**Aim of the task:** A copy is needed of each line in the records that has the word "numeric".

Recorded information Block Start

PR #35, opened 2017-03-23
testEdgeThresh.R (unit tests)

FarzanT:
This reverts commit 25f6cf017fda703c4987c7d1fe6f47ded8d67ea0.
*Added simple "parameter check" test cases + design and preliminary code of other test sections


tests/testthat/testEdgeThresh.R
```diff
@@ -0,0 +1,251 @@
...
+context("Graph permutation and delta calculation")
+
+
+# ==== BEGIN SETUP AND PREPARE =================================================
+# OLOG <- as.character(getOption("rete.logfile"))   # save original logfile name
+# logFileName(fPath = tempdir(), setOption = TRUE)  # make tempdir() the log dir
+# NL <- .PlatformLineBreak()
+# if (file.exists(logName)) { file.remove(logName)}
+
+# ((Is rete.EGGprototype only the barebones valid EGG, or does it contain testable
```
hyginn: The prototypes ultimately should contain all features that .checkArgs() would need to perform a validity check.

tests/testthat/testEdgeThresh.R
```diff
@@ -0,0 +1,251 @@
...
+nVertices <- igraph::vcount(EGG)
+nEdges <- igraph::ecount(EGG)
+# ==== END SETUP AND PREPARE ===================================================
+
+
+test_that("edgeThresh parameter errors are correctly handled", {
+    # Try each parameter missing in turn (only EGG has no defaults)
+    expect_error(edgeThresh())
+
+    # Try parameters out of expected bounds
```
hyginn: Check error strings. (It would be helpful if you read comments to others' pull requests.)

tests/testthat/testEdgeThresh.R
```diff
@@ -0,0 +1,251 @@
...
+    expect_error(edgeThresh(myEGG, Lmax =  1))
+    expect_error(edgeThresh(myEGG, Lmax =  0))
+    expect_error(edgeThresh(myEGG, Lmax = -1))
+    expect_error(edgeThresh(myEGG, Lmax = nLargst - 1))
```
hyginn: What is this?

tests/testthat/testEdgeThresh.R
```diff
@@ -0,0 +1,251 @@
...
+    expect_error(.permuteGraph(graph = myEGG, Q = -1))
+
+    expect_error(.permuteGraph(graph = 10,    Q = 100))
+
+}
+# ((Should valid inputs different from rete.EGGprototype be used?))
+# ((The testing below can get quite computationally expensive...))
+test_that("a sane input to .permuteGraph gives an expected output", {
+
+    ### Test for Q = 1, 10, 20, 50, 100, 200
```
hyginn: What will this achieve?

tests/testthat/testEdgeThresh.R
```diff
@@ -0,0 +1,251 @@
+# edgeThresh.R
```
hyginn: You need to comment on *why* you are performing tests if they are not trivial.

tests/testthat/testEdgeThresh.R
```diff
@@ -0,0 +1,251 @@
...
+    expect_error(edgeThresh(myEGG, Lmax = nLargst - 1))
+
+    expect_error(edgeThresh(myEGG, Lmax = 20, N =  0))
+    expect_error(edgeThresh(myEGG, Lmax = 20, N = -1))
+
+    expect_error(edgeThresh(myEGG, Lmax = 20, Q =  0))
+    expect_error(edgeThresh(myEGG, Lmax = 20, Q = -1))
+
+
+    # Try NULL and length-zero parameters: be sure none lead to an erroneous
```
hyginn: While that's certainly true of input parameters, this consideration is more important for the code itself - however this can't be easily checked here because you are already assuming the parameters can't go out of range.

tests/testthat/testEdgeThresh.R
```diff
@@ -0,0 +1,251 @@
...
+
+}
+# ((Should valid inputs different from rete.EGGprototype be used?))
+# ((The testing below can get quite computationally expensive...))
+test_that("a sane input to .permuteGraph gives an expected output", {
+
+    ### Test for Q = 1, 10, 20, 50, 100, 200
+    myPermutation <- .permuteGraph(myEGG, Q = 1)
+
+    # Check for self-loops and multiple edges
```
hyginn: What happens if your input graph is not simple?

tests/testthat/testEdgeThresh.R
```diff
@@ -0,0 +1,251 @@
...
+    expect_true(igraph::is.simple(myPermutation))
+
+    # Check that the size of the largest connected component has not changed
```
hyginn: Strongly connected!

tests/testthat/testEdgeThresh.R
```diff
@@ -0,0 +1,251 @@
...
+    expect_equal(max(igraph::components(myPermutation)$csize), nLargest)
+
+    # Check that overall size has not changed
+    expect_equal(igraph::vcount(myPermutation), nVertices)
+
```
hyginn: Missing: checks for degree, size, number of bidirected edges ...

tests/testthat/testEdgeThresh.R
```diff
@@ -0,0 +1,251 @@
...
+    expect_true(igraph::is.simple(myPermutation))
+    expect_equal(max(igraph::components(myPermutation)$csize), nLargest)
+    expect_equal(igraph::vcount(myPermutation), nVertices)
+
+})
+# ((Is it possible to pass permuted graphs from the previous test section
+# to the next one, if they pass? This would minimize a lot of computation))
+test_that("a sane input to edgeThresh gives an expected output", {
+    # Provide small input data, provide small output data.
```
hyginn: I don't see why you are benchmarking your results by varying Q in this test. You really need to explain to me what your concern is here.

tests/testthat/testEdgeThresh.R
```diff
@@ -0,0 +1,251 @@
...
+    #   (Note that the output needs to be independently verifiably correct.
+    #    Don't run an erroneous function, and then test against the erroneous
+    #    output you received when you ran your function for the first time.)
+    # Try this with important variations of parameters (reasonable, not
+    #    combinatorially exhaustive).
+    # Cover your code.
+
+    # ((Is graph.attributes(gWithThresh)$delta the correct way of retrieving
```
hyginn: **YOU** are writing these attributes so **YOU** know how to retrieve them from the results.

tests/testthat/testEdgeThresh.R
```diff
@@ -0,0 +1,251 @@
...
+    # delta values from graph attributes?)))
+    ### Check edgeThresh with different valid input values
+    ### For each check, length deltaVector should be Lmax - 1, numeric, and
+    ### between 0 and 1.
```
hyginn: Why between 0 and 1?

tests/testthat/testEdgeThresh.R
```diff
@@ -0,0 +1,251 @@
...
+    ### Check that the input graph is not changed
+    ### Test with N & Q = 1, 5, 10, Lmax 10 & 20
+    ### ((Test with N = 10, Q = 1 -> is there a limit to how many permutations
+    # there can be if only |E| edge swaps take place?))
+
+    gWithThresh <- edgeThresh(myEGG, Lmax = 20, N = 1, Q = 1)
+    deltaVector <- igraph::graph.attributes(gWithThresh)$delta
+
+    # Check that the input graph is not changed
```
hyginn: Can you explain to me by what computational process the input graph **could*** have been changed?

tests/testthat/testEdgeThresh.R
```diff
@@ -0,0 +1,251 @@
...
+    # ((what is the fastest way to check this?))
+    expect_true(isomorphic(gWithThresh, myEGG))
+
```
hyginn: Hang on: are you claiming that your edge permutations produce isomorphic graphs?

tests/testthat/testEdgeThresh.R
```diff
@@ -0,0 +1,251 @@
...
+    expect_equal(length(deltaVector), 9)
+    expect_equal(mode(deltaVector), "numeric")
+    expect_true(all(deltaVector[] >  0))
+    expect_true(all(deltaVector[] <= 1))
+
+})
+
+
+test_that("a corrupt input to edgeThresh does not lead to corrupted output", {
```
hyginn: Is that really necessary when working with an object that was prodcued by an internal function

tests/testthat/testEdgeThresh.R
```diff
@@ -0,0 +1,251 @@
...
+    # Try: - spurious characters in numeric columns ("N/A", ...).
+    #      - extra tabs at line-end
+    #      - comments before headers
+    #      - truncated file (incomplete last line)
+    # Again: make absolutely sure be you never have an erroneous
+    #        one-time execution of a loop
+
+    # Test with invalid EGG graphs
+    # ((How can one create an invalid EGG graph?))
```
hyginn: What assumptions are you making about the graph? An invalid graph is one that violates your assumptions.

tests/testthat/testEdgeThresh.R
```diff
@@ -0,0 +1,251 @@
...
+    invalidEGG1 <- igraph::rewire(myEGG, keeping_degseq(loops = TRUE))
```
hyginn: What are you doing here? What are you testing for?

tests/testthat/testEdgeThresh.R
FarzanT: Checking that invalid Lmax values are handled properly. If the size of the largest component is smaller than the given Lmax (for strongly connected components), I decided to return an error, since those values cannot result in distinct delta values. Isn't this appropriate?

tests/testthat/testEdgeThresh.R
FarzanT: That .permuteGraph() returns a permuted graph that maintains the number of vertices and edges, has no loops, multiple edges nor disconnected components.

FarzanT: Sorry I cannot see which line of code you are referring to exactly, but if you meant permuteGraph() parameter errors, this will test that invalid input arguments are handled properly.

tests/testthat/testEdgeThresh.R
FarzanT: But I thought that all EGG graphs should be simple.

FarzanT: Oh so should I also have a expect_false() condition where a non simple graph results in an error?

tests/testthat/testEdgeThresh.R
FarzanT: Now I need an explanation as to why I shouldn't have these tests :-))

tests/testthat/testEdgeThresh.R
FarzanT: @hyginn Ok, I thought we have a standard for attaching attributes to graph objects in this package, wanted to make sure I was following that.

tests/testthat/testEdgeThresh.R
FarzanT: @hyginn Sorry I meant the value for each delta should be between 0 and 1. Isn't this true?

tests/testthat/testEdgeThresh.R
FarzanT: @hyginn Sorry I wasn't considering that only a __copy__ is passed to the function, I will remove this test.

tests/testthat/testEdgeThresh.R
FarzanT: @hyginn No, I was looking for a fast way to ensure that the __original__ EGG that is passed to edgeThresh is not changed, but rather it should only have delta attributes attached. I thought that checking for isomorphism is the simplest way to do this? Is there a better way?

tests/testthat/testEdgeThresh.R
FarzanT: @hyginn Shouldn't the number of __all__ edges stay the same?

tests/testthat/testEdgeThresh.R
FarzanT: @hyginn Again, lines 170 to 214 are shown to me, so I don't know what is meant by _that_.
Shouldn't both .permuteGraph() as well as edgeThresh's return values be checked for correctness?

tests/testthat/testEdgeThresh.R
FarzanT: @hyginn One that is not simple, does not satisfy rete.EGGprototype (still don't know what that will cover), is not directed (!) etc.
The etc depends on what rete.EGGprotype handles, e.g. valid gene names and valid attributes.

tests/testthat/testEdgeThresh.R
FarzanT: @hyginn I am creating an invalid EGG, especially by creating a graph with the same nodes, but one that can have loops, making the EGG invalid.

tests/testthat/testEdgeThresh.R
FarzanT: @hyginn Upon a second review, I am not checking if the input is mutated, but ensuring that what is return is the same graph but with new delta attributes attached, I will keep this test.

tests/testthat/testEdgeThresh.R
hyginn: Why are you not answering the question? First you are questioning whether the question is valid, thereby contradicting the reason of your test. Then you are reading an implication of a new requirement into my question. Just answer the simple question: what happens if the graph is not simple?

tests/testthat/testEdgeThresh.R
hyginn: You will **not** check whether the graph is **isomorphic**. That is (probably) an NP-complete problem. You will simply check whether the graphs are identical. That is done in *O*(|E|) by comparing the edges.

tests/testthat/testEdgeThresh.R
hyginn: Do you know what is meant when I ask about assumptions of an algorithm?

tests/testthat/testEdgeThresh.R
FarzanT: @hyginn ~~A blackhole forms~~ Nothing really, since .permuteGraph() still has to ensure that __new__ edges formed after a swap do not result in self- or multi-edges. Also increasing delta wouldn't have an effect on self-edges, and multiple edges would make two vertices more resistant to edge removal if the edges have differing weights.

tests/testthat/testEdgeThresh.R
FarzanT: Certainly.

tests/testthat/testEdgeThresh.R
FarzanT: @hyginn Sorry, I listed how a graph would violate my assumption.
My assumptions are exactly the opposite of what I stated: 
-The graph __must__ be simple (that is what I thought an EGG should be). 
-The graph must satisfy rete.EGGprototype
-The graph is directed (not sure)
-It is __weighted__
-(Does not have delta attributes already? Not very important)
-Has max component order >= Lmax (as described in another comment)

Recorded information Block End

**Answer to the problem:**
+    ### For each check, length deltaVector should be Lmax - 1, numeric, and
+    expect_equal(mode(deltaVector), "numeric")
+    # Try: - spurious characters in numeric columns ("N/A", ...).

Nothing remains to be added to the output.